■ WHAT YOU HAVE TO DO
Repeat the lines of the data exactly, from the first one through the one that contains "### LINKED ISSUE".

■ Stored entries
PR #874, opened 2020-12-07
client: Fee rate limit setting

### LINKED ISSUE #858: client: fee rate limit setting
The maxFeeRate config item from the server describes the maximum possible fee rate that could be required at match time for swap txns, however the client software should have a user-configurable limit on what max fee rates are acceptable here.

amassarwi:
This diff adds new fee rate threshold wallet setting which will be checked against server `maxFeeRate` when placing and order.
if `maxFeeRate` is greater than the threshold, client throws an error.

Part of #858

### DIFF
--- a/client/asset/btc/btc.go
+++ b/client/asset/btc/btc.go
@@ -127,9 +127,9 @@ var (
 			DisplayName: "Pre-size funding inputs",
 			Description: "When placing an order, create a \"split\" transaction to " +
 				"fund the order without locking more of the wallet balance than " +
-				"necessary. Otherwise, excess funds may be reserved to fund the order" +
+				"necessary. Otherwise, excess funds may be reserved to fund the order " +
 				"until the first swap contract is broadcast during match settlement, " +
-				"or the order is canceled. This an extra transaction for which network" +
+				"or the order is canceled. This an extra transaction for which network " +
 				"mining fees are paid. Used only for standing-type orders, e.g. limit " +
 				"orders without immediate time-in-force.",
 			IsBoolean: true,
--- a/client/asset/btc/btc.go
+++ b/client/asset/btc/btc.go
@@ -53,6 +53,7 @@ const (
 	// target in blocks used by estimatesmartfee to get the optimal fee for a
 	// redeem transaction.
 	defaultRedeemConfTarget = 2
+	smallestUnit            = 1e8
 
 	minNetworkVersion  = 190000
 	minProtocolVersion = 70015
@@ -103,7 +104,7 @@ var (
 			DisplayName: "Fallback fee rate",
 			Description: "The fee rate to use for fee payment and withdrawals when" +
 				" estimatesmartfee is not available. Units: BTC/kB",
-			DefaultValue: defaultFee * 1000 / 1e8,
+			DefaultValue: defaultFee * 1000 / smallestUnit,
 		},
 		{
 			Key:         "feeratelimit",
@@ -112,7 +113,7 @@ var (
 				"pay on swap transactions. If feeratelimit is lower than a market's " +
 				"maxfeerate, you will not be able to trade on that market with this " +
 				"wallet.  Units: BTC/kB",
-			DefaultValue: defaultFeeRateLimit * 1000 / 1e8,
+			DefaultValue: defaultFeeRateLimit * 1000 / smallestUnit,
 		},
 		{
 			Key:         "redeemconftarget",
@@ -435,7 +436,8 @@ func NewWallet(cfg *asset.WalletConfig, logger dex.Logger, network dex.Network) 
 // with minimal coding.
 func BTCCloneWallet(cfg *BTCCloneCFG) (*ExchangeWallet, error) {
 	// Read the configuration parameters
-	btcCfg, err := dexbtc.LoadConfigFromSettings(cfg.WalletCFG.Settings, cfg.Symbol, cfg.Network, cfg.Ports)
+	btcCfg, err := dexbtc.LoadConfigFromSettings(cfg.WalletCFG.Settings,
+		cfg.Symbol, cfg.Network, cfg.Ports)
 	if err != nil {
 		return nil, err
 	}
@@ -451,14 +453,20 @@ func BTCCloneWallet(cfg *BTCCloneCFG) (*ExchangeWallet, error) {
 		Pass:         btcCfg.RPCPass,
 	}, nil)
 	if err != nil {
-		return nil, fmt.Errorf("error creating BTC RPC client: %w", err)
+		return nil, fmt.Errorf("error creating BTC RPC client: %v", err)
 	}
 
-	return newWallet(cfg, btcCfg, client), nil
+	btc, err := newWallet(cfg, btcCfg, client)
+	if err != nil {
+		return nil, fmt.Errorf("error creating BTC ExchangeWallet: %v", err)
+	}
+	btc.client = client
+
+	return btc, nil
 }
 
 // newWallet creates the ExchangeWallet and starts the block monitor.
-func newWallet(cfg *BTCCloneCFG, btcCfg *dexbtc.Config, node rpcClient) *ExchangeWallet {
+func newWallet(cfg *BTCCloneCFG, btcCfg *dexbtc.Config, node rpcClient) (*ExchangeWallet, error) {
 	// If set in the user config, the fallback fee will be in conventional units
 	// per kB, e.g. BTC/kB. Translate that to sats/byte.
 	fallbackFeesPerByte := toSatoshi(btcCfg.FallbackFeeRate / 1000)
@@ -469,7 +477,13 @@ func newWallet(cfg *BTCCloneCFG, btcCfg *dexbtc.Config, node rpcClient) *Exchang
 		fallbackFeesPerByte, cfg.WalletInfo.Units)
 
 	// If set in the user config, the fee rate limit will be in units of BTC/KB.
-	// Convert to sats/byte.
+	// Ensure value isn't smaller than smallest unit & convert to sats/byte.
+	if btcCfg.FeeRateLimit != 0 &&
+		// Reject rate < 1e-5
+		btcCfg.FeeRateLimit < 1/(smallestUnit/1000) {
+		return nil, fmt.Errorf("Fee rate limit is smaller than smallest unit: %v",
+			btcCfg.FeeRateLimit)
+	}
 	feesLimitPerByte := toSatoshi(btcCfg.FeeRateLimit / 1000)
 	if feesLimitPerByte == 0 {
 		feesLimitPerByte = cfg.DefaultFeeRateLimit
@@ -499,7 +513,7 @@ func newWallet(cfg *BTCCloneCFG, btcCfg *dexbtc.Config, node rpcClient) *Exchang
 		useLegacyBalance:    cfg.LegacyBalance,
 		segwit:              cfg.Segwit,
 		walletInfo:          cfg.WalletInfo,
-	}
+	}, nil
 }
 
 var _ asset.Wallet = (*ExchangeWallet)(nil)
@@ -2421,7 +2435,7 @@ func (btc *ExchangeWallet) wireBytes(tx *wire.MsgTx) []byte {
 
 // Convert the BTC value to satoshi.
 func toSatoshi(v float64) uint64 {
-	return uint64(math.Round(v * 1e8))
+	return uint64(math.Round(v * smallestUnit))
 }
 
 // blockHeader is a partial btcjson.GetBlockHeaderVerboseResult with mediantime
--- a/client/asset/btc/btc.go
+++ b/client/asset/btc/btc.go
@@ -53,7 +53,8 @@ const (
 	// target in blocks used by estimatesmartfee to get the optimal fee for a
 	// redeem transaction.
 	defaultRedeemConfTarget = 2
-	smallestUnit            = 1e8
+	// Smallest unit is 1 satoshi = 1e-8 BTC
+	smallestUnit = 1e8
 
 	minNetworkVersion  = 190000
 	minProtocolVersion = 70015
--- a/client/asset/btc/btc.go
+++ b/client/asset/btc/btc.go
@@ -47,8 +47,6 @@ const (
 	// The default fee is passed to the user as part of the asset.WalletInfo
 	// structure.
 	defaultFee = 100
-	// defaultFeeLimit is the default value for feelimit.
-	//defaultFeeLimit = 600
 	// defaultRedeemConfTarget is the default redeem transaction confirmation
 	// target in blocks used by estimatesmartfee to get the optimal fee for a
 	// redeem transaction.
@@ -107,7 +105,7 @@ var (
 		{
 			Key:         "feelimit",
 			DisplayName: "Highest acceptable fee rate",
-			Description: "This is the highest network fee rate you are willing to pay on swap transactions. If you set this too low, you may not be able to place orders with servers that allow for higher swap rates as network conditions demand. Units: BTC/kB",
+			Description: "This is the highest network fee rate you are willing to pay on swap transactions. If you set this too low, you may not be able to place orders with servers that allow for higher swap rates as network conditions demand. Units: sats/kB",
 		},
 		{
 			Key:          "redeemconftarget",
--- a/client/asset/btc/btc.go
+++ b/client/asset/btc/btc.go
@@ -111,14 +111,14 @@ var (
 			Description: "This is the highest network fee rate you are willing to " +
 				"pay on swap transactions. If feeratelimit is lower than a market's " +
 				"maxfeerate, you will not be able to trade on that market with this " +
-				"wallet.  Units: sats/byte",
+				"wallet.  Units: BTC/kB",
 			DefaultValue: defaultFeeRateLimit * 1000 / 1e8,
 		},
 		{
 			Key:         "redeemconftarget",
 			DisplayName: "Redeem confirmation target",
 			Description: "The target number of blocks for the redeem transaction " +
-				"to get a confirmation. Used to set the transaction's fee rate. " +
+				"to be mined. Used to set the transaction's fee rate. " +
 				"(default: 2 blocks)",
 			DefaultValue: defaultRedeemConfTarget,
 		},
--- a/client/asset/btc/btc.go
+++ b/client/asset/btc/btc.go
@@ -53,8 +53,6 @@ const (
 	// target in blocks used by estimatesmartfee to get the optimal fee for a
 	// redeem transaction.
 	defaultRedeemConfTarget = 2
-	// Smallest unit is 1 satoshi = 1e-8 BTC
-	smallestUnit = 1e8
 
 	minNetworkVersion  = 190000
 	minProtocolVersion = 70015
@@ -105,7 +103,7 @@ var (
 			DisplayName: "Fallback fee rate",
 			Description: "The fee rate to use for fee payment and withdrawals when" +
 				" estimatesmartfee is not available. Units: BTC/kB",
-			DefaultValue: defaultFee * 1000 / smallestUnit,
+			DefaultValue: defaultFee * 1000 / 1e8,
 		},
 		{
 			Key:         "feeratelimit",
@@ -114,7 +112,7 @@ var (
 				"pay on swap transactions. If feeratelimit is lower than a market's " +
 				"maxfeerate, you will not be able to trade on that market with this " +
 				"wallet.  Units: BTC/kB",
-			DefaultValue: defaultFeeRateLimit * 1000 / smallestUnit,
+			DefaultValue: defaultFeeRateLimit * 1000 / 1e8,
 		},
 		{
 			Key:         "redeemconftarget",
@@ -477,16 +475,14 @@ func newWallet(cfg *BTCCloneCFG, btcCfg *dexbtc.Config, node rpcClient) (*Exchan
 		fallbackFeesPerByte, cfg.WalletInfo.Units)
 
 	// If set in the user config, the fee rate limit will be in units of BTC/KB.
-	// Ensure value isn't smaller than smallest unit & convert to sats/byte.
-	if btcCfg.FeeRateLimit != 0 &&
-		// Reject rate < 1e-5
-		btcCfg.FeeRateLimit < 1/(smallestUnit/1000) {
-		return nil, fmt.Errorf("Fee rate limit is smaller than smallest unit: %v",
-			btcCfg.FeeRateLimit)
-	}
-	feesLimitPerByte := toSatoshi(btcCfg.FeeRateLimit / 1000)
-	if feesLimitPerByte == 0 {
-		feesLimitPerByte = cfg.DefaultFeeRateLimit
+	// Convert to sats/byte & error if value is smaller than smallest unit.
+	feesLimitPerByte := uint64(defaultFeeRateLimit)
+	if btcCfg.FeeRateLimit > 0 {
+		feesLimitPerByte = toSatoshi(btcCfg.FeeRateLimit / 1000)
+		if feesLimitPerByte == 0 {
+			return nil, fmt.Errorf("Fee rate limit is smaller than smallest unit: %v",
+				btcCfg.FeeRateLimit)
+		}
 	}
 	cfg.Logger.Tracef("Fees rate limit set at %d sats/byte", feesLimitPerByte)
 
@@ -2435,7 +2431,7 @@ func (btc *ExchangeWallet) wireBytes(tx *wire.MsgTx) []byte {
 
 // Convert the BTC value to satoshi.
 func toSatoshi(v float64) uint64 {
-	return uint64(math.Round(v * smallestUnit))
+	return uint64(math.Round(v * 1e8))
 }
 
 // blockHeader is a partial btcjson.GetBlockHeaderVerboseResult with mediantime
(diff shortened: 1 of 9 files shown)


client/core/core.go
```diff
@@ -2565,12 +2586,34 @@ func (c *Core) Trade(pw []byte, form *TradeForm) (*Order, error) {
 	return corder, nil
 }
 
+// validateFeeRateLimit checks if user provided fee rate limit value, if yes
+// it ensures that the server'r MaxFeeRate is smaller than the wallet's
+// configured feeRateLimit.
+func validateFeeRateLimit(w *xcWallet, a dex.Asset) error {
```
chappjc, line 2592: For clarity in the calling code, it's best to pass what's needed and not more.  That is, 
`func validateFeeRateLimit(feeRateLimit, maxFeeRate uint64) error {` But the function is so trivial I'd be inclined to just do the logic in the caller.  The only thing that warrants the function is the `feeRateLimit != 0` check and it seems that's not possible since the default is non-zero, right?

client/core/wallet.go
```diff
@@ -27,13 +27,14 @@ type xcWallet struct {
 	dbID         []byte
 	synced       bool
 	syncProgress float32
+	feeRateLimit uint32
```
chappjc, line 30: All other fees and fee rates are uint64, so let's be consistent.

client/asset/dcr/dcr.go
```diff
@@ -104,6 +104,11 @@ var (
 			Description:  "The fee rate to use for fee payment and withdrawals when estimatesmartfee is not available. Units: DCR/kB",
 			DefaultValue: defaultFee * 1000 / 1e8,
 		},
+		{
+			Key:         "feelimit",
```
chappjc, line 108: `"feelimit"` => `"feeratelimit"` for clarity

client/core/core.go
```diff
@@ -1385,6 +1388,24 @@ func (c *Core) loadWallet(dbWallet *db.Wallet) (*xcWallet, error) {
...
+	feeLimit := walletCfg.Settings["feelimit"]
+	if feeLimit != "" {
+		floatLimit, err := strconv.ParseUint(feeLimit, 10, 32)
+		if err != nil {
+			return nil, err
+		}
+		wallet.feeRateLimit = uint32(floatLimit)
+	} else {
+		// If user didn't provide limit use default limit
+		wallet.feeRateLimit = defaultFeeRateLimit
```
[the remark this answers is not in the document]
amassarwi: Currently `ConfigOpts` works just fine with empty default values, but you are right, using `ConfigOpts` defaults would make it easier to have asset specific defaults, actually that's was my first approach but then users will see defaults in the form instead of empty optional fields so I changed to empty by default and set value in core.

Anyway, will revert that to have asset specific `ConfigOpts` default without optional fields

client/core/core.go
amassarwi: true, that check was there before adding the default will get red of it

amassarwi:
@chappjc Updated.

Moved default value from Core to ConfigOpts to define asset specific values.
However currently user need to save the wallet settings at least one time for
the default values to be used in xcWallet. 
Will try figure out how to force defaults without saving the wallet settings.

client/core/core.go
```diff
@@ -1385,6 +1385,21 @@ func (c *Core) loadWallet(dbWallet *db.Wallet) (*xcWallet, error) {
...
+	// ExchangeWallet instance (see above asset.Setup call) as it required on
+	// order placement time
+	feeLimit := walletCfg.Settings["feeratelimit"]
+	if feeLimit != "" {
+		uintLimit, err := strconv.ParseUint(feeLimit, 10, 64)
+		if err != nil {
+			return nil, err
+		}
+		wallet.feeRateLimit = uintLimit
+	}
```
buck54321, line 1401: Roles are mixed here. These are wallet settings. `Core` doesn't deal with wallet settings. This needs to be handled in the **btc** and **dcr** packages.

Have the `ExchangeWallet` reject these in `FundOrder` based on the `asset.Order.DexConfig.MaxFeeRate`

buck54321 (changes requested):
> However currently user need to save the wallet settings at least one time for the default values to be used in xcWallet.

This would require some kind of `Core`-level upgrade, which isn't implemented yet. You can instead interpret zero as default in the `ExchangeWallet`.

client/core/core.go
```diff
@@ -49,6 +49,9 @@ const (
 	// tickCheckDivisions is how many times to tick trades per broadcast timeout
 	// interval. e.g. 12 min btimeout / 8 divisions = 90 sec between checks.
 	tickCheckDivisions = 8
+	// defaultFeeRateLimit is used to as default when no fee rate limit value
+	// specified by user. unit/kB
+	defaultFeeRateLimit = 10000
```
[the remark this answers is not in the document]
buck54321: For `fallbackfee` we used atoms/kB to match dcrwallet.

client/core/core.go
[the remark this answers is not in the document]
buck54321: I agree. This whole thing is best done at the **core** level, but it's a lot more work. Can switch later. Wallet settings are easy.

client/core/core.go
amassarwi: @chappjc preferred it to be on `xcWallet` instead of each asset's `ExchangeWallet` which was the first approach I considered.  The reason was that we need them on `Core`-level when placing the order.

I see your point regarding mixing roles here tho, as we have all other fields logic on ExchangeWallet level.

chappjc: Only Core deals with this setting though.  I don't see the point of giving this to the ExchangeWallet.

amassarwi: Looks like moving them to `ExchangeWallet` would solve the blocking issue i'm currently having, we would be able
to store the defaults on `ExchangeWallet` without the user saving the settings, having them Settings only and parsing them on Core level would make forcing defaults a messy task.

buck54321: It would be nice to implement this in **core**, but we chose to use wallet settings instead since it's easier, so we should implement this in the wallet.

buck54321: Just as a general rule, `Core` should never try to interpret the `WalletConfig.Settings`.

amassarwi: yep, using defaults already exists for other fields( e.g feeFallback: https://github.com/decred/dcrdex/blob/master/client/asset/dcr/dcr.go#L447-L451)

chappjc: If you want, but ExchangeWallet does not use this setting so it is confusing to have to define it in each backend's `Config` struct and then make accessors so Core can get it.  Why can't Core just pull it out of the map?

chappjc: If this is really a hang up for you guys, we shouldn't use ConfigOpts at all then.  This is completely unrelated to the ExchangeWallet.

amassarwi: Hrmm, that's what it currently does, Settings doesn't seem to store the defaults, so in the above code:
`feeLimit := walletCfg.Settings["feeratelimit"] \ == ""`

chappjc: Sure but you can get the defaults from WalletInfo

amassarwi: I agree that it would be confusing to store it on `ExchangeWallet` and use it only in Core tho,
Let me try to find out if I could somehow pull also the defaults in Core-level

amassarwi: @chappjc good point, sounds reasonable to me!

chappjc: Please follow @buck54321's advice though.  I completely defer to him on decisions of wallet config.  I am just concerned that if we make ExchangeWallet handle the setting in it's own Config, then we have to make getter methods on the ExchangeWallets so that Core can get the value, even though ExchangeWallet doesn't use it internally.

buck54321: If we want to implement this in `Core`, we should, but I'm not looking to use a hybrid approach that breaks important conventions just for convenience. It's not really a wallet setting, but we've chose to make it a wallet setting for now, so let's use it like a wallet setting. It's also easier, I think. The wallet knows it has a value to use. `Core` would have to check every wallet's map for existence. And in principle, we don't control what the asset developer uses that settings key for. We would also be breaking conventions about who defines and interprets settings keys. Before, the wallet settings were for wallet specific settings that the asset developer needed. Now there are wallet settings whose definition and use are dictated by the **core** implementation.

If we choose to implement this in **core** later, we can switch it up. It's no harder to implement this as wallet settings, and it apparently simplifies the task. It appears that the hybrid solutions is a source of complication rather than a convenience anyway.

buck54321: > I am just concerned that if we make ExchangeWallet handle the setting in it's own Config, then we have to make getter methods on the ExchangeWallets so that Core can get the value, even though ExchangeWallet doesn't use it internally.

Core doesn't need the value, does it?

chappjc: It's not a wallet setting, but it is an asset-specific setting.  And because this *has to be implemented in Core*, I guess we need to do this the hard way, without having it in the ConfigOpts.

client/asset/dcr/dcr.go
```diff
@@ -104,6 +106,12 @@ var (
 			Description:  "The fee rate to use for fee payment and withdrawals when estimatesmartfee is not available. Units: DCR/kB",
 			DefaultValue: defaultFee * 1000 / 1e8,
 		},
+		{
+			Key:          "feeratelimit",
+			DisplayName:  "Highest acceptable fee rate",
+			Description:  "This is the highest network fee rate you are willing to pay on swap transactions. If you set this too low, you may not be able to place orders with servers that allow for higher swap rates as network conditions demand.  Units: atoms/byte",
```
JoeGruffins, line 112: Here also.

JoeGruffins (approved):
Working for me.

amassarwi:
@JoeGruffins Updated all strings to follow 80 chars limit.

client/asset/dcr/dcr.go
```diff
@@ -99,24 +101,39 @@ var (
...
 			Key:         "txsplit",
 			DisplayName: "Pre-size funding inputs",
-			Description: "When placing an order, create a \"split\" transaction to fund the order without locking more of the wallet balance than " +
-				"necessary. Otherwise, excess funds may be reserved to fund the order until the first swap contract is broadcast " +
-				"during match settlement, or the order is canceled. This an extra transaction for which network mining fees are paid. " +
-				"Used only for standing-type orders, e.g. limit orders without immediate time-in-force.",
+			Description: "When placing an order, create a \"split\" transaction to " +
+				"fund the order without locking more of the wallet balance than " +
+				"necessary. Otherwise, excess funds may be reserved to fund the order " +
+				"until the first swap contract is broadcast during match settlement, or" +
```
buck54321, line 133: Need a space at the end.

client/asset/btc/btc.go
```diff
@@ -97,24 +99,39 @@ var (
...
 		{
-			Key:          "redeemconftarget",
-			DisplayName:  "Redeem confirmation target",
-			Description:  "The target number of blocks for the redeem transaction to get a confirmation. Used to set the transaction's fee rate. (default: 2 blocks)",
+			Key:         "feeratelimit",
+			DisplayName: "Highest acceptable fee rate",
+			Description: "This is the highest network fee rate you are willing to " +
+				"pay on swap transactions. If you set this too low, you may not be " +
+				"able to place orders with servers that allow for higher swap rates as" +
+				" network conditions demand. Units: sats/byte",
```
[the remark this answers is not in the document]
buck54321: [My previous comment](https://github.com/decred/dcrdex/pull/874#discussion_r545429003) was resolved and maybe a little unclear on my position, but there is now a discrepancy between the `fallbackfee` units and the `feeratelimit` units. For consistency, I do think we should use the same units for both.

buck54321 (changes requested):

client/asset/btc/btc.go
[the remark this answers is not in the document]
chappjc: I'm aware of the consistency consideration, but I feel strongly that feeratelimit should be integer units like sat/bytes.  The consideration is how these settings are used.  fallbackfee matches the node and RPC settings there it takes e.g. btc/kb, while the limit corresponds to e.g. sat/byte as per server setting.  I would must rather have these settings changable without mental gymnastics than have them be consistent.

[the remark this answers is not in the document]
chappjc: Hmm, I guess I have to correct myself.  `fallbackFeeRate` is converted to integer too.  Ugh, well I *hate* the decimal units and all the prefixed zeros, but changing fallbackfee units is too disruptive, so that's not changing now.  I especially dislike btc/kb for this limit since it is not applied in that format anywhere, but if we insist on these two settings have consistent units, Ok.  However, I do not thing consistency between these two settings is a more powerful consideration that clarity and easy of use.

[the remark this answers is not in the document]
amassarwi: Updated the message, @buck54321 are you convinced regarding the integer units ?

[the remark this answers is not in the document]
chappjc: Something to consider: UI could eventually have a units dropdown similar to the Bitcoin Core Qt interface:

image

So it was made that way so user could specify units anyway they like, the question then becomes "what is the natural/native unit to use on the backend?"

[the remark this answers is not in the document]
buck54321: > I especially dislike btc/kb for feeratelimit since it is not applied in that format anywhere and the server config (maxfeerate) is in unit/byte

Those seem like implementation details. As something that hits the UI, the unit chosen should be the one that most users expect or are comfortable with. I also personally think that atoms/byte is the best unit to use for fees, but atoms/kB was the UI unit chosen by bitcoind and dcrwallet, and even in that screenshot from Bitcoin Qt, the **per kB** part is not selectable. I think we're losing this battle.

> However, I do not think consistency between these two settings is a more powerful consideration than clarity and easy of use.

Consistency is not mutually exclusive with clarity and ease of use, and it's easy to argue that different units for the same thing on the same form is a formula for bad UX. What's clear and easy is typically what's expected or conventional, no?


More than anything, I just don't care to fret about this any more. If you're adamant about atoms/byte, go for it.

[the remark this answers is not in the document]
chappjc: Well I was actually trying to talk myself out of this hangup with the possiblity for GUI providing a units selector say some point.  If that seems reasonable to implement at some point I no longer have an issue with starting this with with consistent units on the GUI, if somewhat difficult to reconcile with the backend and corresponding units.
See any reason that couldn't be achieved at some point in GUI @buck54321 ?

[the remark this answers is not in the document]
buck54321: I can see that. Maybe as part of a larger solution to solve our hard-coded `1e8` problem, which will need to be fixed for eth. The backends can define conventional and alternative units, each with their own divisor.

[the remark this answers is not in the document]
amassarwi: Like the sound of that comprehensive solution 😻

amassarwi:
@buck54321 @chappjc I've changed the fee rate limit field type to float and adjusted the code, it's consistent with
fallback fee now.

client/asset/btc/btc.go
```diff
@@ -97,24 +99,39 @@ var (
...
 		{
-			Key:          "redeemconftarget",
-			DisplayName:  "Redeem confirmation target",
-			Description:  "The target number of blocks for the redeem transaction to get a confirmation. Used to set the transaction's fee rate. (default: 2 blocks)",
+			Key:         "feeratelimit",
+			DisplayName: "Highest acceptable fee rate",
+			Description: "This is the highest network fee rate you are willing to " +
+				"pay on swap transactions. If feeratelimit is lower than a market's " +
+				"maxfeerate, you will not be able to trade on that market with this " +
+				"wallet.  Units: sats/byte",
```
buck54321, line 114: Maybe my understanding of our conclusion was wrong, but I though we were going to go to BTC/kB and commit to improving our units handling to allow for user selection.

client/asset/btc/btc.go
```diff
@@ -97,24 +99,39 @@ var (
...
+			DefaultValue: defaultFeeRateLimit * 1000 / 1e8,
+		},
+		{
+			Key:         "redeemconftarget",
+			DisplayName: "Redeem confirmation target",
+			Description: "The target number of blocks for the redeem transaction " +
+				"to get a confirmation. Used to set the transaction's fee rate. " +
```
buck54321, line 121: Not certain here, but would ~~`to get a confirmation`~~ -> `to be mined` be an improvement?

client/asset/btc/btc.go
```diff
@@ -460,12 +480,21 @@ func BTCCloneWallet(cfg *BTCCloneCFG) (*ExchangeWallet, error) {
...
 	if fallbackFeesPerByte == 0 {
 		fallbackFeesPerByte = cfg.DefaultFallbackFee
 	}
-	cfg.Logger.Tracef("Fallback fees set at %d %s/vbyte", fallbackFeesPerByte, cfg.WalletInfo.Units)
+	cfg.Logger.Tracef("Fallback fees set at %d %s/vbyte",
+		fallbackFeesPerByte, cfg.WalletInfo.Units)
+
+	// If set in the user config, the fee rate limit will be in units of BTC/KB.
+	// Convert to sats/byte.
+	feesLimitPerByte := toSatoshi(btcCfg.FeeRateLimit / 1000)
```
buck54321, line 493: Ah. It is expected to be in BTC/kB. Just need to update the `configOpts` description then.

client/asset/btc/btc_test.go
```diff
@@ -391,13 +391,14 @@ func tNewWallet(segwit bool) (*ExchangeWallet, *tRPCClient, func()) {
...
-		WalletInfo:         WalletInfo,
-		DefaultFallbackFee: defaultFee,
-		Segwit:             segwit,
+		WalletCFG:           walletCfg,
+		Symbol:              "btc",
+		Logger:              tLogger,
+		ChainParams:         &chaincfg.MainNetParams,
+		WalletInfo:          WalletInfo,
+		DefaultFallbackFee:  defaultFee,
+		DefaultFeeRateLimit: defaultFeeRateLimit,
```
buck54321, line 400: You'll need to do this in **client/asset/ltc/ltc.go** too. Might be worth investigating why no tests caught that.

client/asset/dcr/dcr.go
```diff
@@ -99,24 +101,39 @@ var (
...
 		{
-			Key:          "redeemconftarget",
-			DisplayName:  "Redeem confirmation target",
-			Description:  "The target number of blocks for the redeem transaction to get a confirmation. Used to set the transaction's fee rate. (default: 1 block)",
+			Key:         "feeratelimit",
+			DisplayName: "Highest acceptable fee rate",
+			Description: "This is the highest network fee rate you are willing to " +
+				"pay on swap transactions. If feeratelimit is lower than a market's " +
+				"maxfeerate, you will not be able to trade on that market with this " +
+				"wallet.  Units: atoms/byte",
```
buck54321, line 116: DCR/kB

client/asset/btc/btc.go
```diff
@@ -460,12 +480,21 @@ func BTCCloneWallet(cfg *BTCCloneCFG) (*ExchangeWallet, error) {
...
+	if feesLimitPerByte == 0 {
+		feesLimitPerByte = cfg.DefaultFeeRateLimit
+	}
```
buck54321, line 496: Is it worth doing this in the constructor and storing the value to a field? Fine the way you have it too though.

buck54321 (changes requested):

client/asset/btc/btc_test.go
amassarwi: Added

amassarwi:
@buck54321 updated mate

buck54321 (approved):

■ YOUR SOLUTION
PR #874, opened 2020-12-07
client: Fee rate limit setting

### LINKED ISSUE #858: client: fee rate limit setting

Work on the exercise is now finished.